The district told Fietek that he and the students would not be allowed to use the word “gay” in their club name. Officials also said that in order to allow middle school students to participate in a club addressing homosexuality, they would need permission slips from their parents, something no other club required.

Fietek and the students didn’t quit, and they planned their new meeting date for October. Once again the district told them they would not be allowed to meet. The school’s principal, along with Fietek and the students, made it known that they would not accept another delay, and for the third time planned a first meeting, this one in November.

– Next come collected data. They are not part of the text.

PR #27020, opened 2022-04-14
: Separate pod network creation failure from others in sandbox creation…

xueqzhan:
… test case

related to Bug 2073452 , but does not solve it.

### DIFF
--- a/pkg/synthetictests/networking.go
+++ b/pkg/synthetictests/networking.go
@@ -33,6 +33,7 @@ func testPodSandboxCreation(events monitorapi.Intervals) []*junitapi.JUnitTestCa
 		{by: " by getting pod", substring: " error getting pod: pods"},
 		{by: " by writing child", substring: "write child: broken pipe"},
 		{by: " by ovn default network ready", substring: "have you checked that your default network is ready? still waiting for readinessindicatorfile"},
+		{by: " by adding pod to network", substring: "failed (add)"},
 		{by: " by other", substring: " "}, // always matches
 	}
 


pkg/synthetictests/networking.go
```diff
@@ -33,6 +33,7 @@ func testPodSandboxCreation(events monitorapi.Intervals) []*junitapi.JUnitTestCa
 		{by: " by getting pod", substring: " error getting pod: pods"},
 		{by: " by writing child", substring: "write child: broken pipe"},
 		{by: " by ovn default network ready", substring: "have you checked that your default network is ready? still waiting for readinessindicatorfile"},
+		{by: " by creating pod network", substring: "failed to create pod network sandbox"},
```
deads2k, line 36: Can we match on the `"failed (add)"`? is that the right string?

xueqzhan: This is the whole string:

ns/openshift-dns pod/dns-default-8qwlc node/ip-10-0-218-169.us-west-1.compute.internal - never deleted - network rollout - reason/FailedCreatePodSandBox Failed to create pod sandbox: rpc error: code = Unknown desc = failed to create pod network sandbox k8s_dns-default-8qwlc_openshift-dns_f7973944-55fb-4ab2-ad0d-facb3f1b418f_0(091f3eff85c7f292db501b0fdfa7b8d1a49d844ca40a45f9c3d7cb1896b652ef): error adding pod openshift-dns_dns-default-8qwlc to CNI network "multus-cni-network": plugin type="multus" name="multus-cni-network" failed (add): }

I thought "failed to create pod network sandbox" makes more sense. Do you refer "failed (add)" instead?

deads2k:
need separate tests for assessing impact.  The test change appears to function as expected.

PR #27031, opened 2022-04-19
MON-2148: Handle 401 code for prometheus api route

arajkumar:
Currently prometheus apis exposed through oauth-proxy returns 403 on
unauthorized access. However the monitoring team is working on to
migrate to kube-rbac-proxy[1] which would 401 for unauthorized access.

This commit adds logic to handle both 401 and 403 status code.

A similar solution[2] has been employed already to fix other part of the relevant test.

[1] https://github.com/openshift/cluster-monitoring-operator/pull/1631
[2] https://github.com/openshift/origin/pull/26695

Signed-off-by: Arunprasad Rajkumar <arajkuma@redhat.com>

### DIFF
--- a/test/extended/operators/routable.go
+++ b/test/extended/operators/routable.go
@@ -60,10 +60,10 @@ var _ = g.Describe("[sig-arch] Managed cluster should", func() {
 			name   string
 			scheme string
 			path   string
-			expect int
+			expect []int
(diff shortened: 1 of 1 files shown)


simonpasquier (commented):
/lgtm

PR #27035, opened 2022-04-20
test/dns: add the bits to make the Restricted PodSecurityPolicy happy

squeed:
This is just the boilerplate we need to make complying with the Restricted PodSecurityPolicy happy.


squeed:
Note: this test is only executed in e2e-metal-ipi-ovn-dualstack, so that job should pass before this merges.

squeed:
/hold
until dualstack tests pass

squeed:
Whoops, look like I need to specify a non-root user. Hold please.

squeed:
great, the test passed
/hold cancel

PR #27038, opened 2022-04-21
[release-4.9] Bug 2076256: Remove BlueOcean annotation check

coreydaley:
The BlueOcean annotation is no longer applied by the new version of
the plugin which we are upgrading to in 4.9. This test has already
been removed from 4.10 when the plugin was upgraded.

### DIFF
--- a/test/extended/builds/pipeline_origin_bld.go
+++ b/test/extended/builds/pipeline_origin_bld.go
@@ -485,10 +485,6 @@ var _ = g.Describe("[sig-builds][Feature:Builds][sig-devex][Feature:Jenkins][Slo
 					}
 					br.AssertSuccess()
 
-					g.By("confirm all the log annotations are there")
-					_, err = jenkins.ProcessLogURLAnnotations(oc, br)
-					o.Expect(err).NotTo(o.HaveOccurred())
-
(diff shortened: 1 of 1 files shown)


gabemontero:
/lgtm

but yeah you'll need an override of the bugzilla bot from someone like Ben @coreydaley 

also, the more precise explanation wrt the tests are we quit using them for the jenkins and plugin repos in 4.10, replacing them with equivalent tests in the plugin repos themselves, but the tests were not removed.  See https://github.com/openshift/origin/tree/release-4.10/test/extended/builds

Technically the test could still be run in non jenkins repos that expose e2e-aws-jenkins ... so you may need to update the 4.10 branch as well just in case

the test was actually removed in 4.11

coreydaley:
@bparees Could you please override the e2e-aws-single-node-serial test? The failure does not seem to be related to anything pertaining to jenkins or the section of the test that I removed.

bparees:
bug state is valid, bot just can't see the bug, manually applying valid-bz label

failing test is indeed unrelated
/override ci/prow/e2e-aws-single-node-serial

coreydaley:
/assign @prietyc123 @jitendar-singh 
for cherry-pick-approved label

PR #27044, opened 2022-04-22
Remove non-functional gu workload tests.

dgoodwin:
These never pass.

Also removing the non-gu workload tests flagged as broken two years ago.


fromanirh (commented):
without `test/extended/topology_manager/resourcealign.go`, the remaining code in `test/extended/topology_manager/` is dead, so if you want to go this path you may want to remove the entire directory.

dgoodwin:
Ack, thanks @fromanirh , does a delete all and restore when working sound ok to you?

dgoodwin:
Updated to remove more dead code.

DennisPeriquet:
@fromanirh do you happen to know what "gu" means? -- for example, the name of some tests mentions "gu workload".  Thanks.

DennisPeriquet:
@fromanirh thanks for the link.  TIL a new word -- "gu" :-)

PR #27046, opened 2022-04-22
Bug 1992596: e2e/cli: Migrate set-image.sh to Go test

deejross:
Migrate test from bash and fix flaky test

/assign @soltysh
/cc @ardaguclu


test/extended/cli/set-image.go
```diff
@@ -0,0 +1,128 @@
...
+
+		out, err = oc.Run("get").Args("pod/hello-openshift", "-o", "jsonpath='{.spec.containers[0].image}'").Output()
+		o.Expect(err).NotTo(o.HaveOccurred())
+		o.Expect(out).To(o.ContainSubstring("nginx:1.9.1"))
+
+		g.By("setting a different, valid image on multiple resources")
+		err = wait.Poll(time.Second, 2*time.Minute, func() (bool, error) {
+			// during the set image, it's possible that the temporary deployer pod existed, but the moment we invoke the patches the pod is gone, b/c it completed its task, so we retry several times
+			err := oc.Run("set").Args("image", "pods,dc", "*=ruby:2.7-ubi8", "--all", "--source=imagestreamtag").Execute()
+			return err == nil, nil
```
ardaguclu, line 114: Should we continue retry only for the error we care(pod is not found)?, or only error can be thrown is that?

test/extended/cli/set-image.go
```diff
@@ -0,0 +1,128 @@
...
+
+	exutil "github.com/openshift/origin/test/extended/util"
+)
+
+var _ = g.Describe("[sig-cli] oc set image", func() {
+	defer g.GinkgoRecover()
+
+	var (
+		deploymentConfig = exutil.FixturePath("testdata", "cmd", "test", "cmd", "testdata", "test-deployment-config.yaml")
+		imageStream      = exutil.FixturePath("testdata", "cmd", "test", "cmd", "testdata", "image-streams", "image-streams-centos7.json")
```
ardaguclu, line 20: This is out of scope of this PR but I'd like to note that one day we'll need to switch different image-streams json file other than centos7.

ardaguclu:
To ensure this PR does not break IPv6;
/test e2e-metal-ipi-ovn-ipv6

test/extended/cli/set-image.go
deejross: yes we do

test/extended/cli/set-image.go
deejross: The only other error I can think of is a networking/cluster down issue, and if that happens the next commands will fail as well.

test/extended/cli/set-image.go
soltysh: Some of those images are not centos7 based already :wink: but I guess the filename will stay the same

test/extended/cli/set-image.go
soltysh: My original suggestion was to ignore only a specific error `test-deployment-config-1-deploy not found` from https://prow.ci.openshift.org/view/gs/origin-ci-test/pr-logs/pull/openshift_kubernetes/1243/pull-ci-openshift-kubernetes-master-e2e-agnostic-cmd/1516788704302075904 since the retries might still stumble on it.

soltysh (changes requested):

soltysh:
The failure from https://prow.ci.openshift.org/view/gs/origin-ci-test/pr-logs/pull/27046/pull-ci-openshift-origin-master-e2e-metal-ipi-ovn-ipv6/1518519556195225600 looks related to this PR, probably worth picking a different image, one of the mirrorred ones, see `k8s.io/kubernetes/test/utils/image` for those

deejross:
This needs to be redone, so closing for now

PR #27047, opened 2022-04-22
Separate out 'Back-off restarting failed container' from pathological test

DennisPeriquet:
See [TRT-201](https://issues.redhat.com/browse/TRT-201).

Example of what we want to separate out:

```


: [sig-arch] events should not repeat pathologically

2 events happened too frequently

event happened 56 times, something is wrong: ns/openshift-cluster-csi-drivers pod/gcp-pd-csi-driver-controller-6747df4b84-bc96x node/ci-op-5nx16hrj-d3bee-4jzmr-master-1 - reason/BackOff Back-off restarting failed container
event happened 78 times, something is wrong: ns/openshift-cluster-csi-drivers pod/gcp-pd-csi-driver-controller-6747df4b84-qjf5g node/ci-op-5nx16hrj-d3bee-4jzmr-master-2 - reason/BackOff Back-off restarting failed container
```

### DIFF
--- a/pkg/synthetictests/image_pulls_test.go
+++ b/pkg/synthetictests/image_pulls_test.go
@@ -131,3 +131,64 @@ func Test_testBackoffPullingRegistryRedhatImage(t *testing.T) {
 		})
 	}
 }
+
+func Test_testBackoffStartingFailedContainer(t *testing.T) {
+	tests := []struct {
+		name    string
+		message string
+		kind    string
+	}{
+		{
+			name:    "Test pass case",
+			message: "reason/BackOff Back-off restarting failed container (5 times)",
+			kind:    "pass",
+		},
+		{
+			name:    "Test failure case",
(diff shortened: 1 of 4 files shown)


pkg/synthetictests/image_pulls_test.go
```diff
@@ -131,3 +131,64 @@ func Test_testBackoffPullingRegistryRedhatImage(t *testing.T) {
...
+
+func Test_testBackoffStartingFailedContainer(t *testing.T) {
+	tests := []struct {
+		name    string
+		message string
+		kind    string
+	}{
+		{
+			name:    "Test pass case",
+			message: "reason/BackOff Back-off restarting failed container (5 times)",
```
dgoodwin, line 143: We expect a pass because it's only 5 times? Cool.

deads2k:
/hold

waiting on BZ

PR #27048, opened 2022-04-22
[release-4.10] Bug 2077995: Best matcher single node OVN

eggfoobar:
Back porting [PR](https://github.com/openshift/origin/pull/26929), This would allow fuzzy matching for SNO and OVN and should fix the identified tests: [Filtered Tests on 4.10 TestGrid](https://testgrid.k8s.io/redhat-openshift-ocp-release-4.10-informing#periodic-ci-openshift-release-master-ci-4.10-e2e-aws-upgrade-single-node&include-filter-by-regex=remains%3F%20available(.*)(with%7Cusing%7Cfor)%20(reused%7Cnew)%20connections&exclude-non-failed-tests=)


dgoodwin:
Will need the patch manager for this one, but for what it's worth:

/lgtm

PR #27050, opened 2022-04-25
updating the maven-pipeline imagestream apiVersion

jitendar-singh:
- updating the maven-pipeline apiVersion


jitendar-singh:
@jupierce @akram these test have been failing for the last couple of days, can you please merge the PR

akram:
@gabemontero can you give an advice about this one? it is a long failing PR and logs are not understandable to me, especially given the small change that is pushed.
I tried to close and reopen thinking that maybe we were using running old jobs which are not relevant for this PR anymore and failing because of that. But, it seems to still fail.

PR #27051, opened 2022-04-25
Ignore loki NetworkNotReady repeating events.

dgoodwin:
Known issue below, but no need to special case loki which we tend to
ignore in situations like these.


bparees:
/approve

does this need backporting?

dgoodwin:
It's probably worth backporting yes.

PR #27053, opened 2022-04-25
the 'should be scheduled on different nodes' were only fixed in 4.11 and later

deads2k:
When starting from previous levels we will hit a problem.

### DIFF
--- a/test/extended/scheduling/pods.go
+++ b/test/extended/scheduling/pods.go
@@ -2,8 +2,11 @@ package scheduling
 
 import (
 	"context"
+	"strings"
+
 	g "github.com/onsi/ginkgo"
 	o "github.com/onsi/gomega"
+	configv1 "github.com/openshift/api/config/v1"
 	e2e "k8s.io/kubernetes/test/e2e/framework"
 
 	exutil "github.com/openshift/origin/test/extended/util"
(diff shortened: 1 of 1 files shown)


test/extended/scheduling/pods.go
```diff
@@ -86,6 +89,33 @@ func (p requirePodsOnDifferentNodesTest) getDeploymentPods(oc *exutil.CLI) []*co
...
+				strings.HasPrefix(releaseUpdate.Version, "4.4") ||
+				strings.HasPrefix(releaseUpdate.Version, "4.5") ||
+				strings.HasPrefix(releaseUpdate.Version, "4.6") ||
+				strings.HasPrefix(releaseUpdate.Version, "4.7") ||
+				strings.HasPrefix(releaseUpdate.Version, "4.8") ||
+				strings.HasPrefix(releaseUpdate.Version, "4.9") ||
+				strings.HasPrefix(releaseUpdate.Version, "4.10"):
+				return
+			}
+			// if we got here, then we're 4.11 or after, so we run the test.  skip the rest of the history.
```
wking, line 114: This whole thing seems like a useful sort of helper, like:

```go
func mostRecentCompletedReleaseAtLeast(ctx context.Context, oc *exutil.CLI, minVersion string) bool, error
```

or some such, so we can easily soften tests that are recent tightenings when running the suite on older releases.  Which package would we put something like that in?

test/extended/scheduling/pods.go
```diff
@@ -86,6 +89,33 @@ func (p requirePodsOnDifferentNodesTest) getDeploymentPods(oc *exutil.CLI) []*co
...
+
+	if clusterVersion, err := oc.AdminConfigClient().ConfigV1().ClusterVersions().Get(ctx, "version", metav1.GetOptions{}); err == nil && len(clusterVersion.Status.History) > 0 {
+		// most recent is first.  Check the most recently installed version, if it is 4.10 or earlier, skip this test
+		for _, releaseUpdate := range clusterVersion.Status.History {
+			if releaseUpdate.State != configv1.CompletedUpdate {
+				continue
+			}
+			switch {
+			case strings.HasPrefix(releaseUpdate.Version, "4.0") ||
+				strings.HasPrefix(releaseUpdate.Version, "4.1") ||
```
wking, line 102: 4.11 has "4.1" as a prefix.  You'll want something more robust here, like feeding the version into a SemVer parser, or at least requiring a trailing period `4.1.`.

test/extended/scheduling/pods.go
deads2k: > or some such, so we can easily soften tests that are recent tightenings when running the suite on older releases. Which package would we put something like that in?

platformidentification perhaps.

PR #27054, opened 2022-04-25
test/extended/scheduling/pods: Non-fatal different-nodes flake for 4.10 and earlier

wking:
The separation is only reliable on 4.11 and later.  Still test on earlier releases, but only report violations as non-fatal flakes for those older releases.

Like #27053, but with a new `JobType.HasCompleted` helper, more robust version comparison, and a flake instead of a silent success when run on versions where the test-cases are not expected to reliably succeed.

### DIFF
--- a/pkg/synthetictests/platformidentification/types.go
+++ b/pkg/synthetictests/platformidentification/types.go
@@ -3,6 +3,8 @@ package platformidentification
 import (
 	"context"
 	"errors"
+	"fmt"
+	"strconv"
 	"strings"
 
 	configv1 "github.com/openshift/api/config/v1"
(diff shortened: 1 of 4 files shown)


test/extended/scheduling/pods.go
```diff
@@ -96,19 +101,33 @@ func (p requirePodsOnDifferentNodesTest) run(oc *exutil.CLI) {
...
+		e2e.Fail(err.Error())
+	}
 }
 
 var _ = g.Describe("[sig-scheduling][Early]", func() {
 	defer g.GinkgoRecover()
+	ctx := context.TODO()
 
 	oc := exutil.NewCLI("scheduling-pod-check")
+	jobType, err := platformidentification.GetJobType(ctx, restConfig)
```
wking, line 127: where do I get a `restConfig` from?

wking:
[verify][1]:

```
There was no error output from the command.
[ERROR] hack/lib/cmd.sh:10: `return "${return_code}"` exited with status 1.
[ERROR] hack/verify-generated.sh exited with code 1 after 00h 00m 39s
```

Not all that helpful.  Maybe a flake?

/test verify

[1]: https://prow.ci.openshift.org/view/gs/origin-ci-test/pr-logs/pull/27054/pull-ci-openshift-origin-master-verify/1518719445512491008

test/extended/scheduling/pods.go
wking: `exutil.GetClientConfig(exutil.KubeConfigPath())` seems to work in aee3c432364.

pkg/synthetictests/platformidentification/types.go
```diff
@@ -14,22 +16,24 @@ import (
...
 
 type JobType struct {
-	Release      string
-	FromRelease  string
-	Platform     string
-	Architecture string
-	Network      string
-	Topology     string
+	Release                    string
+	MostRecentCompletedRelease string
```
deads2k, line 20: If this isn't the actual version listed in the clusterversion, give me a comment on the format please.

pkg/synthetictests/platformidentification/types.go
```diff
@@ -155,3 +204,26 @@ func getArchitecture(clientConfig *rest.Config) (string, error) {
 
 	return "amd64", errors.New("could not determine architecture from master nodes")
 }
+
+// HasCompleted returns nil if the cluster has completed the provided
+// major.minor release.  For example, HasCompleted("4.10") returns nil
+// if the cluster has completed 4.10 or a later minor version.  If the
+// cluster has not, HasCompleted returns an error mentioning the most
+// recently completed major.minor.
+func (jt *JobType) HasCompleted(version string) error {
```
deads2k, line 213: This is `IsVersionAtLeast`

pkg/synthetictests/platformidentification/types.go
wking: none of the version strings in here at the actual version listed in ClusterVersion ;).  But sure, I can add some godocs for the parts of this structure I've wrapped my head around.

pkg/synthetictests/platformidentification/types.go
wking: In aee3c43236 -> 6a0d9ba06b, I went with `MostRecentlyCompletedVersionIsAtLeast`, because it's an `error`-returning assertion, not a `bool`-returning query.

pkg/synthetictests/platformidentification/types.go
wking: In aee3c43236 -> 6a0d9ba06b, I've added godocs for all the properties in this structure.  If we have better reasoning for throwing out the configv1 enums and inventing our own competing value sets, let me know, and I'll slot that in.

test/extended/scheduling/pods.go
```diff
@@ -96,20 +100,40 @@ func (p requirePodsOnDifferentNodesTest) run(oc *exutil.CLI) {
 	}
 
 	nodeNameMap := map[string]string{}
+	var err error
 	for _, pod := range deploymentPods {
 		if podName, ok := nodeNameMap[pod.Spec.NodeName]; ok {
-			e2e.Failf("ns/%s pod %s and pod %s are running on the same node: %s", p.namespace, pod.Name, podName, pod.Spec.NodeName)
+			err = fmt.Errorf("ns/%s pod %s and pod %s are running on the same node: %s", p.namespace, pod.Name, podName, pod.Spec.NodeName)
+			if err2 := jobType.HasCompleted("4.11"); err2 != nil {
+				result.Flakef("%v, but separation was inconsistent before 4.11, and %v", err, err2)
```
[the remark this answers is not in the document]
wking: if looking for malscheduledpod event is a better way to identify this issue, why aren't we doing it that way in `master`?  The purpose of origin is detecting bugs.  Once we find a bug, we should complain.  Maybe we decide we can't fix the bug today (e.g. different-node scheduling for etcd and Co. in 4.10 and earlier), in which case we should complain as a flake.  Or maybe we want to force folks to fix the bug, in which case we fail.  But I don't see a use-case for "not even looking to see if detectable bug is there".  And the code from #27053 isn't even a skip, it's still running the test-case and claiming success, despite not actually looking (on 4.10 and earlier) to see if there is any success.

wking:
/test verify

Now that #27060 has landed to make the output more useful.

wking:
[Hrm][1]:

    panic: unable to find test [Top Level] [sig-scheduling][Early] The HAProxy router pods should be scheduled on different nodes

Presumably because of 40ec84a38a0660.  How do I make both the actual test runs and the verify presubmit happy at the same time?

[1]: https://prow.ci.openshift.org/view/gs/origin-ci-test/pr-logs/pull/27054/pull-ci-openshift-origin-master-e2e-gcp-upgrade/1519948390429888512#1:build-log.txt%3A107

One week before the meeting, Sam Johnson climbed into her bathtub and fired a hunting rifle into her mouth. “She was a girl that was viciously targeted,” Fietek says. Her short haircut and tomboyish appearance became the grounds for brutal anti-gay bullying, whether or not she identified as gay. “So unfortunately instead of our first meeting being this celebration, it was, ‘how do we grieve the fact that we lost one of these members of our group?’”

The Last Straw

Johnson’s suicide was the first in a tragic string. Some students identified or were perceived to identify as LGBT, while others did not. State health officials classified Anoka-Hennepin a suicide contagion area by April 2010.

That July, Justin Aaberg’s death brought the suicide toll to six.

Lindsey and an organized team of parents and faculty—now Anoka-Hennepin’s new Gay Equity Team—planned a barbeque to discuss their concerns and try to form a plan of action to help the students. After everything that happened, though, Fietek and many of the activists felt that it wasn’t enough.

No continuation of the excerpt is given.